Stored data
----
PR #41920, opened 2025-08-15
Add Support for UUID v7 Generation for User IDs

### LINKED ISSUE #30459: Is there any plan to migrate user id from uuid v4 to uuid v7?
### Description

Hi,

There are a lot of discussion about performance issue in database with uuid v4 and many applications are moving from uuid v4 to uuid v7 to reduce that performance impact.

Is there any plan to migrate user ids from v4 to v7?

Or is there any settings available to choose it by server administration now?

### Discussion

_No response_

### Motivation

Personally, in my app I have uuid v7 selected for all records, and in some cases there are records that get the id from the jwt authenticated user instead of the local v7 function, so in the database there is a mix of v4 and v7 IDs I have that it makes the performance issue.

### Details

_No response_

kcrandall:
<html><head></head><body><h1>Add Support for UUID v7 Generation for User IDs</h1>
<h2>Summary</h2>
<p>This PR introduces optional UUID v7 generation for user creation in Keycloak, providing significant database performance improvements while maintaining full backward compatibility through an environment variable configuration.</p>
<p><strong>Fixes #30459</strong></p>
<h2>What changed?</h2>
<ul>
<li>Added <code>generateIdv7()</code> method to <code>KeycloakModelUtils</code> for UUID v7 generation</li>
<li>Modified <code>UsersPartialImport.create()</code> method to conditionally use UUID v7 based on environment variable <code>KC_USER_UUID_V7</code></li>
<li>Maintained 100% backward compatibility - existing deployments are unaffected</li>
</ul>
<h2>Motivation</h2>
<h3>Primary Use Case: External Database Performance</h3>
<p>This enhancement primarily targets deployments where <strong>Keycloak user IDs are used as primary keys in external databases</strong>. Many organizations use Keycloak user IDs as foreign keys or primary keys in their application databases, creating performance bottlenecks due to random UUID v4 insertion patterns.</p>
<h3>Database Performance Issues with UUID v4</h3>
<p>When Keycloak user IDs are used as primary keys in external databases, UUID v4 (random UUIDs) create several performance challenges:</p>
<ol>
<li><strong>Index Fragmentation</strong>: Random UUIDs cause B-tree index fragmentation as new entries are inserted randomly throughout the index structure</li>
<li><strong>Page Splits</strong>: Frequent page splits in database indexes due to non-sequential inserts</li>
<li><strong>Poor Cache Locality</strong>: Random ordering reduces database buffer pool efficiency</li>
<li><strong>Slower Inserts</strong>: Non-sequential primary keys require more disk I/O for index maintenance</li>
<li><strong>Increased Storage Overhead</strong>: Fragmented indexes consume more disk space</li>
<li><strong>Cross-Table Join Performance</strong>: Random primary keys degrade join performance in related tables</li>
</ol>
<h3>Benefits of UUID v7</h3>
<p>UUID v7 addresses these issues by incorporating a timestamp component while maintaining UUID compatibility:</p>
<ul>
<li><strong>Sequential Ordering</strong>: UUIDs are naturally ordered by creation time, improving insert performance</li>
<li><strong>Reduced Fragmentation</strong>: New entries append to the end of indexes instead of random insertion</li>
<li><strong>Better Performance</strong>: 20-40% improvement in insert performance for high-volume scenarios</li>
<li><strong>Improved Queries</strong>: Range queries by creation time become more efficient</li>
<li><strong>Smaller Indexes</strong>: Reduced fragmentation leads to more compact index storage</li>
<li><strong>External Database Benefits</strong>: Dramatically improves performance when Keycloak user IDs are used as primary keys in application databases</li>
</ul>
<h2>Technical Details</h2>
<h3>UUID v7 Structure</h3>
<pre><code> 0                   1                   2                   3
 0 1 2 3 4 5 6 7 8 9 0 1 2 3 4 5 6 7 8 9 0 1 2 3 4 5 6 7 8 9 0 1
├─┼─┼─┼─┼─┼─┼─┼─┼─┼─┼─┼─┼─┼─┼─┼─┼─┼─┼─┼─┼─┼─┼─┼─┼─┼─┼─┼─┼─┼─┼─┼─┤
|                           unix_ts_ms                          |
├─┼─┼─┼─┼─┼─┼─┼─┼─┼─┼─┼─┼─┼─┼─┼─┼─┼─┼─┼─┼─┼─┼─┼─┼─┼─┼─┼─┼─┼─┼─┼─┤
|          unix_ts_ms           |  ver  |       rand_a          |
├─┼─┼─┼─┼─┼─┼─┼─┼─┼─┼─┼─┼─┼─┼─┼─┼─┼─┼─┼─┼─┼─┼─┼─┼─┼─┼─┼─┼─┼─┼─┼─┤
|var|                        rand_b                             |
├─┼─┼─┼─┼─┼─┼─┼─┼─┼─┼─┼─┼─┼─┼─┼─┼─┼─┼─┼─┼─┼─┼─┼─┼─┼─┼─┼─┼─┼─┼─┼─┤
|                            rand_b                             |
└─┴─┴─┴─┴─┴─┴─┴─┴─┴─┴─┴─┴─┴─┴─┴─┴─┴─┴─┴─┴─┴─┴─┴─┴─┴─┴─┴─┴─┴─┴─┴─┘
</code></pre>
<ul>
<li><strong>48-bit timestamp</strong>: Milliseconds since Unix epoch (good until year 10889)</li>
<li><strong>4-bit version</strong>: Always <code>0111</code> (7)</li>
<li><strong>12-bit random A</strong>: High randomness for uniqueness</li>
<li><strong>2-bit variant</strong>: Always <code>10</code></li>
<li><strong>62-bit random B</strong>: Additional randomness ensuring uniqueness</li>
</ul>
<h3>Backward Compatibility Strategy</h3>
<p>The implementation uses an <strong>opt-in approach</strong> to ensure zero impact on existing deployments:</p>
<ol>
<li><strong>Default Behavior Unchanged</strong>: Without the environment variable, Keycloak continues using UUID v4</li>
<li><strong>Environment Variable Gated</strong>: Only activated when <code>KC_USER_UUID_V7=true</code> is explicitly set</li>
<li><strong>Same Format</strong>: UUID v7 maintains the standard 36-character UUID format</li>
<li><strong>Database Compatible</strong>: Existing UUID columns work unchanged with UUID v7 values</li>
<li><strong>No Migration Required</strong>: Existing users keep their original UUIDs</li>
</ol>

<p><em>Note: Actual results depend on database engine, hardware, and workload patterns</em></p>
<h2>Configuration</h2>
<h3>Environment Variable</h3>
<pre><code class="language-bash">export KC_USER_UUID_V7=true
</code></pre>
<h2>Safety Considerations</h2>
<h3>Why Environment Variable is Safe</h3>
<ol>
<li><strong>Explicit Opt-in</strong>: Administrators must consciously enable the feature</li>
<li><strong>No Automatic Activation</strong>: Feature remains dormant unless explicitly configured</li>
<li><strong>Clear Documentation</strong>: Environment variable name clearly indicates its purpose</li>
<li><strong>Reversible</strong>: Can be disabled by removing/changing the environment variable</li>
<li><strong>Testing Friendly</strong>: Easy to test in staging environments before production</li>
</ol>
<h3>Migration Strategy for Existing Deployments</h3>
<p>For organizations wanting to adopt UUID v7:</p>
<ol>
<li><strong>New Installations</strong>: Set environment variable from day one</li>
<li><strong>Existing Deployments</strong>:
<ul>
<li>Test in staging environment first</li>
<li>Enable for new users only (existing users keep UUID v4)</li>
<li>Mixed UUID versions are fully supported</li>
<li>Monitor database performance improvements</li>
</ul>
</li>
</ol>
<h3>UUID Version Coexistence</h3>
<p>The system gracefully handles mixed UUID versions:</p>
<ul>
<li>Existing users retain their UUID v4 IDs</li>
<li>New users get UUID v7 IDs (if enabled)</li>
<li>All Keycloak features work identically with both versions</li>
<li>Database queries work seamlessly across both formats</li>
</ul>
<h2>Implementation Details</h2>
<h3>Files Modified</h3>
<ul>
<li><code>server-spi-private/src/main/java/org/keycloak/models/utils/KeycloakModelUtils.java</code></li>
<li><code>services/src/main/java/org/keycloak/partialimport/UsersPartialImport.java</code></li>
</ul>
<h3>New Methods Added</h3>
<ul>
<li><code>generateIdv7()</code> - New UUID v7 generator method</li>
</ul>
<h3>Modified Methods</h3>
<ul>
<li><code>UsersPartialImport.create()</code> - Added conditional UUID v7 generation based on <code>KC_USER_UUID_V7</code> environment variable</li>
</ul>
<h2>Testing</h2>
<h3>Unit Tests</h3>
<ul>
<li>[x] UUID v7 format validation (<code>testUUIDv7()</code>)</li>
<li>[x] Timestamp extraction accuracy</li>
<li>[x] Version and variant bit validation</li>
<li>[x] Basic functionality verification</li>
</ul>

### DIFF
--- a/server-spi-private/src/main/java/org/keycloak/models/utils/KeycloakModelUtils.java
+++ b/server-spi-private/src/main/java/org/keycloak/models/utils/KeycloakModelUtils.java
@@ -71,7 +71,9 @@ import java.security.Key;
 import java.security.KeyPair;
 import java.security.PrivateKey;
 import java.security.PublicKey;
+import java.security.SecureRandom;
 import java.security.cert.X509Certificate;
+import java.time.Instant;
 import java.util.Arrays;
 import java.util.Base64;
 import java.util.Calendar;
@@ -100,6 +102,7 @@ import static org.keycloak.utils.StreamsUtil.closing;
 public final class KeycloakModelUtils {
 
     private static final Logger logger = Logger.getLogger(KeycloakModelUtils.class);
+    private static final SecureRandom SECURE_RANDOM = new SecureRandom();
 
     public static final String AUTH_TYPE_CLIENT_SECRET = "client-secret";
     public static final String AUTH_TYPE_CLIENT_SECRET_JWT = "client-secret-jwt";
@@ -119,6 +122,39 @@ public final class KeycloakModelUtils {
      */
     public static String generateId() {
         return UUID.randomUUID().toString();
+    }
+
+    /**
+     * Generate a UUID v7 (time-ordered UUID)
+     * 
+     * @return UUID v7 instance
+     */
+    public static String generateIdv7() {
+        long timestamp = Instant.now().toEpochMilli();
+        
+        // Generate random bytes for the remaining parts
+        byte[] randomBytes = new byte[10];
+        SECURE_RANDOM.nextBytes(randomBytes);
+        
+        // Construct MSB: 48-bit timestamp + 4-bit version + 12-bit random
+        long msb = (timestamp << 16) |
+                   (0x7L << 12) |
+                   (((long) randomBytes[0] & 0x0F) << 8) |
+                   ((long) randomBytes[1] & 0xFF);
+        
+        // Construct LSB: 2-bit variant + 62-bit random
+        long lsb = (0x8L << 60) |
+                   ((long) (randomBytes[2] & 0x3F) << 56) |
+                   ((long) (randomBytes[3] & 0xFF) << 48) |
+                   ((long) (randomBytes[4] & 0xFF) << 40) |
+                   ((long) (randomBytes[5] & 0xFF) << 32) |
+                   ((long) (randomBytes[6] & 0xFF) << 24) |
+                   ((long) (randomBytes[7] & 0xFF) << 16) |
+                   ((long) (randomBytes[8] & 0xFF) << 8) |
+                   (randomBytes[9] & 0xFF);
+
+        UUID uuid = new UUID(msb, lsb);
+        return uuid.toString();
     }
 
     /**
--- a/server-spi-private/src/test/java/org/keycloak/models/utils/KeycloakModelUtilsTest.java
+++ b/server-spi-private/src/test/java/org/keycloak/models/utils/KeycloakModelUtilsTest.java
@@ -18,8 +18,11 @@
 package org.keycloak.models.utils;
 
 import java.nio.ByteBuffer;
+import java.time.Instant;
 import java.util.Base64;
 import java.util.UUID;
+import java.util.regex.Pattern;
+
 import org.junit.Assert;
 import org.junit.Test;
 
@@ -28,6 +31,11 @@ import org.junit.Test;
  * @author rmartinc
  */
 public class KeycloakModelUtilsTest {
+
+    private static final Pattern UUID_PATTERN = Pattern.compile(
+            "^[0-9a-fA-F]{8}-[0-9a-fA-F]{4}-[0-9a-fA-F]{4}-[0-9a-fA-F]{4}-[0-9a-fA-F]{12}$"
+    );
+
 
     @Test
     public void testGenerateId() {
@@ -53,5 +61,45 @@ public class KeycloakModelUtilsTest {
         final long msb = bb.getLong();
         final long lsb = bb.getLong();
         return new UUID(msb, lsb);
+    }
+
+    @Test
+    public void testUUIDv7() {
+        try {
+            String id = KeycloakModelUtils.generateIdv7();
+            
+            // First, validate it's a proper UUID format
+            Assert.assertNotNull("Generated ID should not be null", id);
+            Assert.assertEquals("Generated ID should be 36 characters", 36, id.length());
+            Assert.assertTrue("Generated ID should match UUID format", UUID_PATTERN.matcher(id).matches());
+            
+            // Parse as UUID to ensure it's valid
+            UUID uuid = UUID.fromString(id);
+            Assert.assertNotNull("UUID should parse successfully", uuid);
+            
+            // Direct test for UUID v7 since we're calling generateIdv7() directly
+            Assert.assertEquals("Should generate UUID v7", 7, uuid.version());
+            
+            // Test UUID v7 variant bits (should be 10xxxxxx in binary)
+            long lsb = uuid.getLeastSignificantBits();
+            long variantBits = (lsb >>> 62) & 0x3;
+            Assert.assertEquals("UUID v7 variant bits should be 10 (binary)", 2, variantBits);
+            
+            // Test timestamp extraction
+            long timestamp = uuid.getMostSignificantBits() >>> 16;
+            long currentTime = Instant.now().toEpochMilli();
+            Assert.assertTrue("Timestamp should be recent", 
+                            Math.abs(currentTime - timestamp) < 5000); // Within 5 seconds
+            Assert.assertTrue("Timestamp should be positive", timestamp > 0);
+            
+            // Test that timestamp is reasonable (after year 2020, before year 2100)
+            long year2020 = 1577836800000L; // 2020-01-01 00:00:00 UTC
+            long year2100 = 4102444800000L; // 2100-01-01 00:00:00 UTC
+            Assert.assertTrue("Timestamp should be after 2020", timestamp > year2020);
+            Assert.assertTrue("Timestamp should be before 2100", timestamp < year2100);
+            
+        } catch (IllegalArgumentException e) {
+            Assert.fail("Generated ID should be a valid UUID: " + e.getMessage());
+        }
     }
 }
--- a/services/src/main/java/org/keycloak/partialimport/UsersPartialImport.java
+++ b/services/src/main/java/org/keycloak/partialimport/UsersPartialImport.java
@@ -41,6 +41,9 @@ public class UsersPartialImport extends AbstractPartialImport<UserRepresentation
     // so we cache the created id here.
     private final Map<String, String> createdIds = new HashMap<>();
 
+    private static final boolean USE_USER_UUID_V7 = Boolean.parseBoolean(System.getenv("KC_USER_UUID_V7")
+);
+
     @Override
     public List<UserRepresentation> getRepList(PartialImportRepresentation partialImportRep) {
         return partialImportRep.getUsers();
@@ -111,7 +114,11 @@ public class UsersPartialImport extends AbstractPartialImport<UserRepresentation
     @Override
     public void create(RealmModel realm, KeycloakSession session, UserRepresentation user) {
         if (user.getId() == null) {
-            user.setId(KeycloakModelUtils.generateId());
+            if (USE_USER_UUID_V7) {
+                user.setId(KeycloakModelUtils.generateIdv7());
+            } else {
+                user.setId(KeycloakModelUtils.generateId());
+            }
         }
         UserModel userModel = RepresentationToModel.createUser(session, realm, user);
         if (userModel == null) throw new RuntimeException("Unable to create user " + getName(user));


pedroigor (commented):
I need to catch up on UUID v7. Is your implementation based on https://www.rfc-editor.org/rfc/rfc9562.html?

I think we need more changes to make sure this change affects and possibly make sure we have a single place to decide which UUID version to use so that everywhere is affected.

We also probably want this configuration either as a user provider configuration. By doing this, you should be able to set the version via CLI, env, or sys properties.

I'll check with others in the team about the risks/concerns of such a change. I agree with you initially that it should not break existing deployments, and different UUID versions can co-exist. But I'm not 100% sure.

kcrandall:
I'm pretty sure its that RFC but its the version included in Postgres 18 
See:
https://www.postgresql.org/docs/18/release-18.html#RELEASE-18-FUNCTIONS
https://www.thenile.dev/blog/uuidv7

I am unfamiliar with how Keycloak is architected so I tried to make minimal changes to the repo, but another option would be to change the env variable to something like:
KC_UUID_VERSION = 7

This would be more portable to future versions that may come out in next 10 years, right now there is only v4 and v7 that really matter. v4 is more secure because its more random and v7 is ordered so its easier to do a brute force attack (still very very hard because last part is still random) to know a users id if you know the time when the uuid was created. Thats why it should be users choice which uuid they want to use in Keycloak. 

The other reason why i named the env var with USER is because i didnt want to let users think this affects UUID in the entire app because i didnt want to override the current generateId() method as that might have side affects so i made a new one. But you could inject the environment variable into that function is my guess and I assume it would change it everywhere if the rest of the codebase uses that utility.

pedroigor:
> I'm pretty sure its that RFC but its the version included in Postgres 18 See: https://www.postgresql.org/docs/18/release-18.html#RELEASE-18-FUNCTIONS https://www.thenile.dev/blog/uuidv7
> 
> I am unfamiliar with how Keycloak is architected so I tried to make minimal changes to the repo, but another option would be to change the env variable to something like: KC_UUID_VERSION = 7
> 
> This would be more portable to future versions that may come out in next 10 years, right now there is only v4 and v7 that really matter. v4 is more secure because its more random and v7 is ordered so its easier to do a brute force attack (still very very hard because last part is still random) to know a users id if you know the time when the uuid was created. Thats why it should be users choice which uuid they want to use in Keycloak.
> 
> The other reason why i named the env var with USER is because i didnt want to let users think this affects UUID in the entire app because i didnt want to override the current generateId() method as that might have side affects so i made a new one. But you could inject the environment variable into that function is my guess and I assume it would change it everywhere if the rest of the codebase uses that utility.

It is a sensitive change. Perhaps we want to pick a version when creating a database. There is also concerns about the lack of support from Java e perhaps we want to wait until we get v7 supported.  

From a security PoV, exposing the creation date for resources, like users or sessions, can make brute force easier? We need to evaluate the tradeoffs with careful even if we make it configurable.

By using it everywhere, I meant when persisting data. I guess the main arguments for this change are improvements to persisting/fetching data from the database. Some benchmarks based on a database with loads of users, for instance, would be helpful.

kcrandall:
From a user point of view the most important thing is the user id so you can use that as your primary key in your db so the auth layer doesn’t need to do a SELECT to match an internal uuid with keycloak. Every other resource in keycloak doesn’t matter to me personally. It’s just because the user id is used in so so many tables as a foreign key in almost every db. 

Basically more bytes in uuid are based on the timestamp in v7 vs v4. The first many bytes are directly convertible to a timestamp where the remaining part is completely random. Uuid4 most of the bytes are random and not based on time. I think the risks are low especially with a user id. By risks I basically meant you know with an integer primary key you can just integrate 1,2,3,… on a rest api? On this you could use the first half and then brute force the second half to try to find users who were created on the second half of the uuid. It would still take forever. I said “technically” below is what Claude told me the number of combinations you’d have to generate for the exact millisecond.

“ If you know the exact timestamp in a UUID v7, you significantly reduce the total entropy but still retain substantial uniqueness. UUID v7 uses a 48-bit Unix timestamp in milliseconds in the most significant bits, while the remaining 74 bits are random (with some bits reserved for version and variant identifiers). This means that if you know the precise millisecond timestamp, you’re left with approximately 2^74 possible combinations, which equals roughly 1.9 × 10^22 unique values. Even with this reduced entropy, the number of possible UUIDs for any given millisecond is astronomically large - far exceeding what any single system could generate in that timeframe, ensuring that UUID v7 maintains its collision-resistant properties even when the timestamp component is known.​​​​​​​​​​​​​​​​”


https://github.com/equenum/postgre_uuid_performance
# PostgreSQL UUID v7 vs v4 Performance Comparison

## Performance Metrics Table

|Task                             |UUID v4         |UUID v7         |Improvement             |Source            |
|---------------------------------|----------------|----------------|------------------------|------------------|
|**Insert Performance (10M rows)**|615 seconds     |410 seconds     |**34.8% faster**        |Dev.to benchmark  |
|**TPS during inserts**           |2,670 tps       |3,420 tps       |**28% higher**          |Ardent Performance|
|**Index Size (10M rows)**        |777 MB          |603 MB          |**22% smaller**         |Dev.to benchmark  |
|**Total Disk Usage (10M rows)**  |1.2 GB          |1.025 GB        |**175 MB smaller**      |Dev.to benchmark  |
|**Point Lookup Query Time**      |2.4-2.6 ms      |0.1-0.4 ms      |**85% faster**          |Multiple sources  |
|**Range Scan Performance**       |Slower execution|Faster execution|**Significantly faster**|Dev.to benchmark  |
|**B-tree Page Splits**           |Frequent        |Minimal         |**Dramatically reduced**|Multiple sources  |
|**Buffer Cache Efficiency**      |Poor locality   |Good locality   |**Major improvement**   |Ardent Performance|
|**Planning Time (queries)**      |0.5-12 ms       |0.2-0.5 ms      |**~50% faster**         |Seven’s Blog      |
|**Execution Time (queries)**     |2.3-2.8 ms      |0.1-0.4 ms      |**80-90% faster**       |Seven’s Blog      |

## Key Performance Characteristics

### **Insert Performance**

- **UUID v4**: Causes random B-tree insertions leading to frequent page splits
- **UUID v7**: Sequential insertions with minimal page splits due to timestamp ordering
- **Result**: UUID v7 is consistently 25-35% faster for bulk inserts

### **Storage Efficiency**

- **UUID v4**: Index fragmentation leads to ~20-25% larger indexes
- **UUID v7**: Better fill factor and less fragmentation
- **Result**: UUID v7 uses significantly less disk space

### **Query Performance**

- **Point Lookups**: UUID v7 shows 80-90% improvement in execution time
- **Range Scans**: UUID v7 benefits from sequential data layout
- **Index Scans**: Better cache locality with UUID v7

### **Memory Usage**

- **Buffer Cache**: UUID v4 requires more buffer cache space due to scattered index pages
- **Working Set**: UUID v7 reduces total working set size by improving data locality

## Test Environment Details

**Hardware Specifications:**

- CPU: 8 cores / AMD EPYC Genoa 3.7 GHz
- Memory: 16 GB RAM
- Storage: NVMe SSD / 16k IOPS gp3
----
Exercise requirements: Copy out every line of the data that includes "instance".

Expected answer:
+     * @return UUID v7 instance
By using it everywhere, I meant when persisting data. I guess the main arguments for this change are improvements to persisting/fetching data from the database. Some benchmarks based on a database with loads of users, for instance, would be helpful.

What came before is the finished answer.